Dark Matter - by Dave Migman

Arran wipes the sweat from his brow as the bus pulls into the bay. It is like some lumbering behemoth, sleeked in dull, red paint the colour of fake blood. The wind is biting. He draws his leather coat around him. The buttons have fallen off and only several black threads remain in their stead.  The plastic bag, folded under his arm, feels heavy. 

A cop car swings along the parade, continues on, sliding predatorily by the riverside cafes. Arran hugs the bag tighter and the doors open with an exasperated hiss. Arran waits behind a gaggle of grannies. They make idle chit-chat and the driver grunts blunt ripostes, eyes Arran suspiciously but accepts his lone, brown note. In the passengers’ wake the doors slam shut sealing them in. To Arran the noise they make sounds like a curse. He shuffles toward the back seat. Desperately aware of the ache of the wound beneath his coat.

After stowing the bag in the rack he slumps into the central seat. Facing the aisle, he takes stock of his surroundings. The other passengers have settling into their seats. Some chat, some stare out the window at the rain-slicked parking lots and stances. A heaving grey sky, white gulls dipping onto the cold river, or settling to peck at empty chip wrappers blowing along the pavements. 

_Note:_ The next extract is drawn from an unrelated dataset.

PR #233, opened 2018-01-28
Fixes #232 - make .Slice's end argument optional.  If not provided, d…

### LINKED ISSUE #232: .Slice should have end be an optional parameter
In jQuery, the slice method only requires the first argument.

https://api.jquery.com/slice/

The engine guns to life. Arran feels it thrumming through his seat. A whitish cloud is raised behind the bus; a temporal carbon dioxide stain dissipated by the wind. As the bus lurches forward, cutting through the traffic, following the signs for Glasgow, Arran’s stomach lurches with it. 

STOP! I have to get off! He almost screams it loud and wishes he’d just flung that fucking bag into the river. But then she’ll never know!  

He has slipped. He is degenerating. Everything hangs in tatters. His head is crammed with dollops of grimy thought. The weight of memory, the accretion of Time’s forward motion. Beyond the glass Milltown passes by. 

He tests the blade in his pocket. It has a cold, sharp  edge. He presses his thumb against it. Its grip is still sticky. Memories stir: old flicks in which he is the central character. Behind him ten years lay, like tattered leaves.